To classify whether a post is an uplifting news for reddit to boost positivity within the community, by recommending those uplifting news on the main page.
-
To webscrape data from subreddit World News & Uplifting News through Json API
-
Clean and prepare data for classification model validation
-
Valid among 3 classification model: Logistic, Multinomial & Random Forest
-
Choose 1 model for to make prediction and inference
Reddit is home to thousands of community and plays an influencing role in the social media space along side Facebook, Twitter etc. Research has shown that that when people are reminded of their mortality, their defense of their cultural worldview intensifies, and there is potential to experience anxiety when that occurs (Source). It is therefore important for reddit to promote a positive outlook for its users among the perceived increases of negative news in recent current event.
By adopting logistic regression classification model that is trained on posts from subreddit 'Uplifting News', reddit would be able to identify the good news among the news headline posted within reddit and recommend the posts to its users; thereby promoting a positive perspective that the world is not going to end.
The logistic regression classification model is able to classify the post with an accuracy of 0.81, and perform as expected by using valid key tokens unique for each subreddit (World News & Uplifting News).
Hence, reddit would be able to create a healthy & positive community if the model built in the project is adopted and trained on even more data to improve accuracy.
- Data Preparation
- Model Preparation
- Model Validation
- Model Fitting & Prediction
- Model Evaluation
- Conclusion & Recommendations
Features | Type | Description |
---|---|---|
Selftext | Object | Content of each post from the subreddit in text |
Title | Object | Title of each post from the subreddit in text |
Subreddit | int | 1 = World News, 0 = Uplifting News |
World News : A place for major news from around the world, excluding US-internal news.
Uplifting News : A place to read and share positive and uplifting, feel good news stories.
Logistic Regression (LR) model was compared with Multinomial(MN) model for the model validation process, and LR was chosen as the better model for classification of the subreddit posts based on the score obtained through Gridsearch Cross Validation.
Score Comparision | |
---|---|
Cvec LR score: | 0.89 |
Tvec LR score: | 0.83 |
Cvec Mn score: | 0.88 |
Tvec Mn score: | 0.87 |
The LR classification model perform as expected, with an accuracy higher than that of baseline accuracy.
Accuracy Comparison | |
---|---|
Baseline Accuracy | 0.62 |
Model Accuracy | 0.81 |
From the LR model, we are able to show the key tokens from each subreddit that contribute to classifying the posts from the coefficient.
The key tokens make sense for World News as those are words that made the headline in the past month leading to 31 Jan 2020 (Which also happens to be rather negative terms, sadly).
On the other hand, we can see some positivity from the Australian bushfire situation since related tokens appear in the uplifting news which telly with recent news. Hence, we can say that the logistic model is performing as expected. (Especially when dog is men's best friend!)
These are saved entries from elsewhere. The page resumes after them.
PR #91, opened 2020-03-07
Fix wrong file name in tests/CMakeLists.txt

hanbyul-kim:
Build error has happened due to wrong cpp file name. The name of the file, memory/ConfigurableMemoryAllocator.cpp, was changed but it wasn't reflected on the CMakeLists.txt.


jacobkahn:
Thanks for flagging @hanbyul-kim — previously fixed in 6170babdc5995fdedb98abf5dcc70c33961427f6 👍  - closing.

PR #129, opened 2020-05-22
Caching mem mgr oom

WilliamTambellini:


tests/memory/CachingMemoryManagerTest.cpp
```diff
@@ -120,6 +120,27 @@ TEST_F(CachingMemoryManagerTest, LargeNumberOfAllocs) {
   }
 }
 
+TEST_F(CachingMemoryManagerTest, OOM) {
+  af_backend b;
+  af_get_active_backend(&b);
+  // Despite that test is trying to allocate PB of memory,
+  // it could theoretically pass with some CPU backends (afcpu or afopencl using intel cpu drivers) when doing lazy mem allocation.
```
vineelpratap, line 127: May be better to use `af::randu`. It is not evaluated lazily ?

WilliamTambellini: sure sure done

PR #181, opened 2020-09-24
Adding max & min functions along given dim

wesbz:
### Summary
This pr adds max & min functions along given dim of a fl::Variable.

### Test Plan (required)
Created a test function in AutogradTest.cpp which yielded expected results.

### DIFF
--- a/flashlight/autograd/Functions.cpp
+++ b/flashlight/autograd/Functions.cpp
@@ -247,6 +247,18 @@ Variable operator!(const Variable& input) {
   return Variable(result, false);
 }
 
+Variable max(const Variable& input, const int& dim) {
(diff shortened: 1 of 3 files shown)


flashlight/autograd/Functions.cpp
```diff
@@ -272,6 +284,18 @@ Variable max(const double& lhsVal, const Variable& rhs) {
   return max(rhs, lhsVal);
 }
 
+Variable min(const Variable& input, const int& dim) {
+  auto result = min(input.array(), dim);
+  auto gradFunc = [result, dim](std::vector<Variable>& inputs,
```
WilliamTambellini, line 289: Hum, some code duplication here : the only diff seems to be the result array, right ?

PR #188, opened 2020-09-29
Enhance the CachingMemoryManager to possibly handle high memory pressure

### LINKED ISSUE #180: Enhance the CachingMemoryManager for low mem usecase
### Feature Description
As today the CachingMemoryManager is faster than the default AF mem mgr but greedy in memory preventing to train big models on low memory GPUs. This feature proposes to add 2 new params to the CachingMemMgr in order to bypass this limitation. 

#### Use Case
Scenario showing the limit of the current CachingMemMgr, considering a 12GB GPU:
- allocate an array of 10GB
- release the variable/AF array : the 10GB mem buf is not free but just registered to the large free pool ("largeBlocks_") for later recycling
- create a 5GB array : see the CachingMemMgr recycles the previous 10GB buffer by splitting the block in 2 creating a free block of 5GB for the remaining right side of the buffer:
https://github.com/facebookresearch/flashlight/blob/e692a941e902f9e207a1a4ee226c0ad0f8dbdc5e/flashlight/memory/managers/CachingMemoryManager.cpp#L149
- try to create a 6GB array : the available 5GB block is too small and cannot be free because being a 'split', the GPU still has 2GB of unallocated mem, meaning the GPU still has total 7G of unused mem (5+2), but see that the CachingMemMgr OOM. 
This proposal would allow to bypass this limitation. 

[Example usage of the feature - why is it needed?]
It is needed in order to train bigger model without the need for a high mem capacity GPU.
I have found at least 1 way to enhance the CachingMemMgr to be able to handle such scenario by just adding 2 new params to be set accordingly by the user, the default value not changing the current behavior :
size_t recyclingSizeLimit = std::numeric_limit<size_t>::max(); // prevent to recycle buffers, to be set by the user if desired
size_t splitSizeLimit = std::numeric_limit<size_t>::max(); // prevents to split big buffers, to be set by the user if desired
to be used in CachingMemoryManager::alloc(...):
https://github.com/facebookresearch/flashlight/blob/e692a941e902f9e207a1a4ee226c0ad0f8dbdc5e/flashlight/memory/managers/CachingMemoryManager.cpp#L111

1 in order to control the recycling gate : 
https://github.com/facebookresearch/flashlight/blob/e692a941e902f9e207a1a4ee226c0ad0f8dbdc5e/flashlight/memory/managers/CachingMemoryManager.cpp#L130
 if (it != pool.end() && ( isSmallAlloc || (*it)->size_ < recyclingSizeLimit)) {

2 in order to prevent the split of big buffers generating fragmentation:
https://github.com/facebookresearch/flashlight/blob/e692a941e902f9e207a1a4ee226c0ad0f8dbdc5e/flashlight/memory/managers/CachingMemoryManager.cpp#L148
 if ((block->size_ < splitSizeLimit) // dont split big buffers
   && (diff >= (isSmallAlloc ? kMinBlockSize : kSmallSize))) {

By adding these 2 new params and fine setting it accordingly (in my case, recyclingLimit = 400MB and splitLimit=2GB), I ve been able to train some big models on a 12GB GPU where the current CachingMemMgr without these 2 options was needing a 24GB GPU.
Reminder: the default values (max) dont change the current behavior.

Note:
For the cuda backend, a long term enhancement would be to take advantage of nvidia vmm in order to potentially defragment the buffers but it would mean many changes in perhaps both AF and probably FL: 
https://developer.nvidia.com/blog/introducing-low-level-gpu-virtual-memory-management/

Considering the default behavior would not change, would you accept a PR for me to add these 2 params?
Kind
W.

WilliamTambellini:
Enhance the CachingMemoryManager to handle high memory pressure by adding 2 options.
Note: the default behavior is unchanged.
Add a new API to MemoryManagerAdapter to setOption().
Side: remove some glog includes failing compilation if glog-dev not installed locally

**Original Issue**: 
https://github.com/facebookresearch/flashlight/issues/180
closes #180

### Summary
The CachingMemoryManager being greedy in memory. This PR adds 2 options to mitigate this.

### Test Plan (required)
Implemented a new unitest in order to show OOM with the default CachingMM and no OOM if the right option is set.

### DIFF
--- a/app/asr/CMakeLists.txt
+++ b/app/asr/CMakeLists.txt
@@ -87,9 +87,9 @@ add_executable(Train ${CMAKE_CURRENT_LIST_DIR}/Train.cpp)
 add_executable(Test ${CMAKE_CURRENT_LIST_DIR}/Test.cpp)
 add_executable(Decoder ${CMAKE_CURRENT_LIST_DIR}/Decode.cpp)
 
-target_link_libraries(Train flashlight-app-asr)
-target_link_libraries(Test flashlight-app-asr)
-target_link_libraries(Decoder flashlight-app-asr)
+target_link_libraries(Train flashlight-app-asr ${CMAKE_DL_LIBS})
+target_link_libraries(Test flashlight-app-asr ${CMAKE_DL_LIBS})
+target_link_libraries(Decoder flashlight-app-asr ${CMAKE_DL_LIBS})
 
 # --------------------------- Tests ---------------------------
 
--- a/flashlight/memory/managers/CachingMemoryManager.cpp
+++ b/flashlight/memory/managers/CachingMemoryManager.cpp
@@ -10,7 +10,9 @@
 
 #include <algorithm>
 #include <iostream>
+#include <limits>
 #include <mutex>
+#include <numeric>
 #include <stdexcept>
 #include <string>
 #include <vector>
@@ -87,6 +89,14 @@ CachingMemoryManager::CachingMemoryManager(
 
 void CachingMemoryManager::initialize() {}
 
+void CachingMemoryManager::setRecyclingSizeLimit(size_t limit) {
+  recyclingSizeLimit_ = limit;
+}
+
+void CachingMemoryManager::setSplitSizeLimit(size_t limit) {
+  splitSizeLimit_ = limit;
+}
+
 void CachingMemoryManager::shutdown() {
   signalMemoryCleanup();
 }
@@ -126,7 +136,9 @@ void* CachingMemoryManager::alloc(
 
   CachingMemoryManager::Block* block = nullptr;
   auto it = pool.lower_bound(&searchKey);
-  if (it != pool.end()) {
+  // Recycle blocks if any found, and if small alloc or the block size is not
+  // too large:
+  if (it != pool.end() && (isSmallAlloc || (*it)->size_ < recyclingSizeLimit_)) {
     block = *it;
     pool.erase(it);
     memoryInfo.stats_.cachedBytes_ -= block->size_;
@@ -144,7 +156,10 @@ void* CachingMemoryManager::alloc(
   // implementation simple.
   CachingMemoryManager::Block* remaining = nullptr;
   size_t diff = block->size_ - size;
-  if (diff >= (isSmallAlloc ? kMinBlockSize : kSmallSize)) {
+  if ((diff >= (isSmallAlloc ? kMinBlockSize : kSmallSize)) &&
+      (block->size_ < splitSizeLimit_) // possibly dont split large buffers to
+                                      // minimize risk of fragmentation
+  ) {
     remaining = block;
     block = new Block(size, block->ptr_);
     block->prev_ = remaining->prev_;
--- a/flashlight/memory/managers/CachingMemoryManager.h
+++ b/flashlight/memory/managers/CachingMemoryManager.h
@@ -7,8 +7,11 @@
 
 #pragma once
 
+#include <atomic>
+#include <limits>
 #include <memory>
 #include <mutex>
+#include <numeric>
 #include <set>
 #include <unordered_map>
 #include <vector>
@@ -48,6 +51,9 @@ class CachingMemoryManager : public MemoryManagerAdapter {
   bool jitTreeExceedsMemoryPressure(size_t bytes) override;
   void addMemoryManagement(int device) override;
   void removeMemoryManagement(int device) override;
+  // Set runtime options: RecyclingSizeLimit, SplitSizeLimit, ... Warning: not thread safe
+  void setRecyclingSizeLimit(size_t);
+  void setSplitSizeLimit(size_t);
 
   // Block denotes a single allocated unit of memory.
   struct Block {
@@ -133,6 +139,15 @@ class CachingMemoryManager : public MemoryManagerAdapter {
 
   void tryMergeBlocks(Block* dst, Block* src, BlockSet& freeBlocks);
   void freeBlock(Block* block);
+
+ private:
+  // Non-const runtime options in order to fine tune the behavior of this
+  // manager. Prevents to recycle some buffers, to be set by the user if
+  // desired:
+  size_t recyclingSizeLimit_{std::numeric_limits<size_t>::max()};
+  //size_t recyclingSizeLimit;
+  // Prevents to split big buffers, to be set by the user if desired:
+  size_t splitSizeLimit_{std::numeric_limits<size_t>::max()};
 };
 
 } // namespace fl
--- a/flashlight/test/memory/CachingMemoryManagerTest.cpp
+++ b/flashlight/test/memory/CachingMemoryManagerTest.cpp
@@ -20,9 +20,8 @@
 class CachingMemoryManagerTest : public ::testing::Test {
  protected:
   virtual void SetUp() override {
-    auto deviceInterface_ =
-        std::make_shared<fl::MemoryManagerDeviceInterface>();
-    auto adapter_ = std::make_shared<fl::CachingMemoryManager>(
+    deviceInterface_ = std::make_shared<fl::MemoryManagerDeviceInterface>();
+    adapter_ = std::make_shared<fl::CachingMemoryManager>(
         af::getDeviceCount(), deviceInterface_);
     installer_ = fl::cpp::make_unique<fl::MemoryManagerInstaller>(adapter_);
     installer_->setAsMemoryManager();
@@ -32,6 +31,8 @@ class CachingMemoryManagerTest : public ::testing::Test {
     af_unset_memory_manager();
   }
 
+  std::shared_ptr<fl::MemoryManagerDeviceInterface> deviceInterface_;
+  std::shared_ptr<fl::CachingMemoryManager> adapter_;
   std::unique_ptr<fl::MemoryManagerInstaller> installer_;
 };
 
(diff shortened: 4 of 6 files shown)


ext/CMakeLists.txt
```diff
@@ -7,6 +7,7 @@ include(${CMAKE_CURRENT_LIST_DIR}/common/CMakeLists.txt)
  
 # --------------------------- Tests ---------------------------
 
-if (FL_BUILD_TESTS)
+# The SeqBuilder test needs some contribs modules
+if (FL_BUILD_TESTS AND FL_BUILD_CONTRIB)
```
jacobkahn, line 11: Can we remove this and instead [gate the `SequentialBuilder` test](https://github.com/facebookresearch/flashlight/blob/master/ext/test/CMakeLists.txt#L6) to only build if `FL_BUILD_CONTRIB` is on? You can send a separate PR for this.

flashlight/memory/MemoryManagerAdapter.cpp
```diff
@@ -66,6 +66,10 @@ af_memory_manager MemoryManagerAdapter::getHandle() const {
   return interface_;
 }
 
+void MemoryManagerAdapter::setOption(unsigned key, const std::string& value) {
```
jacobkahn, line 69: I think we should pursue an approach where we put specific methods on memory manager implementations that support them rather than having string options. Doing things at compile time seems like it'll make things easier to reason about.

flashlight/memory/managers/CachingMemoryManager.cpp
```diff
@@ -88,6 +96,25 @@ CachingMemoryManager::CachingMemoryManager(
 
 void CachingMemoryManager::initialize() {}
 
+void safeStoull(size_t& var, const char* str) {
```
jacobkahn, line 99: Let's add this function in an anonymous namespace at the top of this file

flashlight/memory/managers/CachingMemoryManager.cpp
```diff
@@ -88,6 +96,25 @@ CachingMemoryManager::CachingMemoryManager(
...
+    return;
+  try {
+    auto value = std::stoull(str);
+    var = value;
+  } catch(const std::exception& e) {
+    // FL_LOG Warn ?
+  }
+}
+
+void CachingMemoryManager::setOption(unsigned key, const std::string& value) {
```
jacobkahn, line 110: As I mentioned, let's add setters on `CachingMemoryManager` directly for these parameters rather than using string option params.

jacobkahn (changes requested):
Nice. Thanks for the PR.

flashlight/test/memory/CachingMemoryManagerTest.cpp
```diff
@@ -138,6 +140,46 @@ TEST_F(CachingMemoryManagerTest, OOM) {
...
+}
+
+TEST_F(CachingMemoryManagerTest, Fragmentation) {
+  testFragmentation(deviceInterface_, adapter_, true); // should OOM
+}
+
+TEST_F(CachingMemoryManagerTest, RecLimit) {
+  constexpr static size_t ONE_GB = 1 << 30;
+  // Fine set the manager in order not to recycle big tensors:
+  adapter_->setOption((unsigned)fl::CachingMemoryManager::Options::RECSIZELIMIT, std::to_string(2 * ONE_GB));
```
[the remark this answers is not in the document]
WilliamTambellini: done

flashlight/test/memory/CachingMemoryManagerTest.cpp
```diff
@@ -138,6 +140,46 @@ TEST_F(CachingMemoryManagerTest, OOM) {
   }
 }
 
+void testFragmentation(std::shared_ptr<fl::MemoryManagerDeviceInterface> deviceInterface_, std::shared_ptr<fl::CachingMemoryManager> adapter_, bool expectOOM) {
```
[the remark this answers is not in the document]
WilliamTambellini: done

flashlight/test/memory/CachingMemoryManagerTest.cpp
```diff
@@ -138,6 +140,46 @@ TEST_F(CachingMemoryManagerTest, OOM) {
...
+  af_backend b;
+  af_get_active_backend(&b);
+  if (b != AF_BACKEND_CUDA)
+    GTEST_SKIP();
```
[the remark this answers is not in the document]
WilliamTambellini: done

ext/CMakeLists.txt
WilliamTambellini: done

flashlight/memory/MemoryManagerAdapter.cpp
WilliamTambellini: done

flashlight/memory/managers/CachingMemoryManager.cpp
WilliamTambellini: done

flashlight/memory/managers/CachingMemoryManager.cpp
WilliamTambellini: done

flashlight/memory/managers/CachingMemoryManager.h
```diff
@@ -50,6 +50,9 @@ class CachingMemoryManager : public MemoryManagerAdapter {
   void addMemoryManagement(int device) override;
   void removeMemoryManagement(int device) override;
 
+  enum class Options { RECSIZELIMIT, SPLITSIZELIMIT };
```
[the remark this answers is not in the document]
WilliamTambellini: done

flashlight/test/memory/CachingMemoryManagerTest.cpp
```diff
@@ -138,6 +140,46 @@ TEST_F(CachingMemoryManagerTest, OOM) {
...
+  adapter_->printInfo("After releasing a1:", 0);
+
+  af::array a2(.1f * maxNumf32);
+  adapter_->printInfo("After creating a2:", 0);
+
+  af::array a3;
+  try {
+    a3 = af::array(.5f * maxNumf32);
+  } catch (af::exception& ex) {
+    if(expectOOM)
```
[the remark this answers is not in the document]
WilliamTambellini: CRs are added by
~/repos/flashlight (CMM) $ clang-format -style=file -i flashlight/test/memory/CachingMemoryManagerTest.cpp

flashlight/test/memory/CachingMemoryManagerTest.cpp
```diff
@@ -138,6 +140,46 @@ TEST_F(CachingMemoryManagerTest, OOM) {
   }
 }
 
+void testFragmentation(std::shared_ptr<fl::MemoryManagerDeviceInterface> deviceInterface_, std::shared_ptr<fl::CachingMemoryManager> adapter_, bool expectOOM) {
+  af_backend b;
```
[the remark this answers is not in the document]
WilliamTambellini: done

flashlight/memory/managers/CachingMemoryManager.cpp
```diff
@@ -31,6 +33,12 @@ constexpr size_t kMinLargeAlloc =
     10485760; // allocations between 1 and 10 MiB may use kLargeBuffer
 constexpr size_t kRoundLarge = 2097152; // round up large allocs to 2 MiB
 
+// Non-const runtime options in order to fine tune the behavior of this manager.
+// Prevents to recycle some buffers, to be set by the user if desired:
+size_t recyclingSizeLimit = std::numeric_limits<size_t>::max();
```
WilliamTambellini, line 38: Perhaps worth to atomic.

jacobkahn (changes requested):
See suggestion here - https://github.com/facebookresearch/flashlight/pull/188#discussion_r504416826. Almost there.

flashlight/memory/managers/CachingMemoryManager.cpp
WilliamTambellini: sure, done

flashlight/memory/managers/CachingMemoryManager.cpp
```diff
@@ -126,7 +138,9 @@ void* CachingMemoryManager::alloc(
 
   CachingMemoryManager::Block* block = nullptr;
   auto it = pool.lower_bound(&searchKey);
-  if (it != pool.end()) {
+  // Recycle blocks if any found, and if small alloc or the block size is not
+  // too large:
+  if (it != pool.end() && (isSmallAlloc || (*it)->size_ < recyclingSizeLimit)) {
```
WilliamTambellini, line 143: Warning: now that recyclingSizeLimit is atomic, there could be a cost here to access/read it at each alloc.
https://stackoverflow.com/questions/2538070/atomic-operation-cost
Do you run inference/production with a high number of threads ?

jacobkahn: @WilliamTambellini — this is a good point - I actually think it's better that we don't make it atomic. I don't see a good use case for setting and getting it in multiple threads. Let's just add a comment to the doc block for the setters that says it isn't thread safe. Once that's done, we should be good to go!

WilliamTambellini: done

apply-format
```diff
@@ -0,0 +1,13 @@
+#! /bin/bash
+# Apply clang-format using the FL .clang-format on the modified/added cpp/h/hpp files of the current commit:
+clang-format --version || exit 1
+if [ ! -f .clang-format ]; then
+  echo "Cannot find .clang-fornmat in the current dir" 
+  exit 1
+fi
+for file in `git show --name-only -1 --pretty="format:" | grep -E '\.(cpp|h|hpp)$'`; do
```
jacobkahn, line 8: This is nice - would you mind sending this in a separate PR? There are a few tweaks we'd need to make to this to make sure it touches all of the potential source files :)

ext/CMakeLists.txt
```diff
@@ -7,6 +7,7 @@ include(${CMAKE_CURRENT_LIST_DIR}/common/CMakeLists.txt)
  
 # --------------------------- Tests ---------------------------
 
+# The SeqBuilder test needs some contribs modules
```
jacobkahn, line 10: nit: remove

flashlight/memory/managers/CachingMemoryManager.h
```diff
@@ -133,6 +139,14 @@ class CachingMemoryManager : public MemoryManagerAdapter {
 
   void tryMergeBlocks(Block* dst, Block* src, BlockSet& freeBlocks);
   void freeBlock(Block* block);
+
+ private:
+  // Non-const runtime options in order to fine tune the behavior of this
+  // manager. Prevents to recycle some buffers, to be set by the user if
+  // desired:
+  size_t recyclingSizeLimit;
```
jacobkahn, line 147: Our convention is to have private members' names end in underscores - e.g. `recyclingSizeLimit_`. Can you also move the initialization to inline here (e.g. `recyclingSizeLimit_{std::numeric_limits<size_t>::max()}` rather than the ctor?

jacobkahn (changes requested):
Nice — almost there! :)

apply-format
WilliamTambellini: done

ext/CMakeLists.txt
WilliamTambellini: done

flashlight/memory/managers/CachingMemoryManager.h
WilliamTambellini: done

WilliamTambellini (commented):
done

jacobkahn (approved):

jacobkahn:
@WilliamTambellini - thank again for the contribution - looks good to me - do me a favor and rebase on matter then we'll be ready to merge.

WilliamTambellini:
> @WilliamTambellini - thank again for the contribution - looks good to me - do me a favor and rebase on matter then we'll be ready to merge.

done

app/asr/CMakeLists.txt
```diff
@@ -87,9 +87,9 @@ add_executable(Train ${CMAKE_CURRENT_LIST_DIR}/Train.cpp)
 add_executable(Test ${CMAKE_CURRENT_LIST_DIR}/Test.cpp)
 add_executable(Decoder ${CMAKE_CURRENT_LIST_DIR}/Decode.cpp)
 
-target_link_libraries(Train flashlight-app-asr)
-target_link_libraries(Test flashlight-app-asr)
-target_link_libraries(Decoder flashlight-app-asr)
+target_link_libraries(Train flashlight-app-asr ${CMAKE_DL_LIBS})
```
WilliamTambellini, line 90: @jacobkahn  This fixes circleCI link errors:
[  8%] Linking CXX executable Train
/usr/bin/ld: CMakeFiles/Train.dir/flashlight/common/Plugin.cpp.o: undefined reference to symbol 'dlclose@@GLIBC_2.2.5'
//lib/x86_64-linux-gnu/libdl.so.2: error adding symbols: DSO missing from command line
collect2: error: ld returned 1 exit status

At the same time, classifiying news related subreddit is also very time specific as key tokens from news vary from time to time. For example, using key token such as coronavirus in a post posted same time last year would be rather meaningless.
An evaluation of the LR model was also done, specifically on the False Negative classification.
Confusion Matrix | |
---|---|
True Negatives | 92 |
False Positives | 11 |
False Negatives | 40 |
True Positives | 128 |
It is found that some of the key tokens for Uplifting News are contributing to the misclassfication of false negative as these tokens also appear on 40 posts from World News. However, since the objective of this project is to classify the post correctly into the right subreddit and the LR model is able to achieve higher than baseline accuracy, we can safely assume that the model is performing as expected.
Recommendation
Due to the limitation on the number of posts we can request using subreddit API, the model can only be trained on the most recent 500-700 posts. The model would be more accurate and less time-depedent if more historic data of the posts can be used to train the LR model.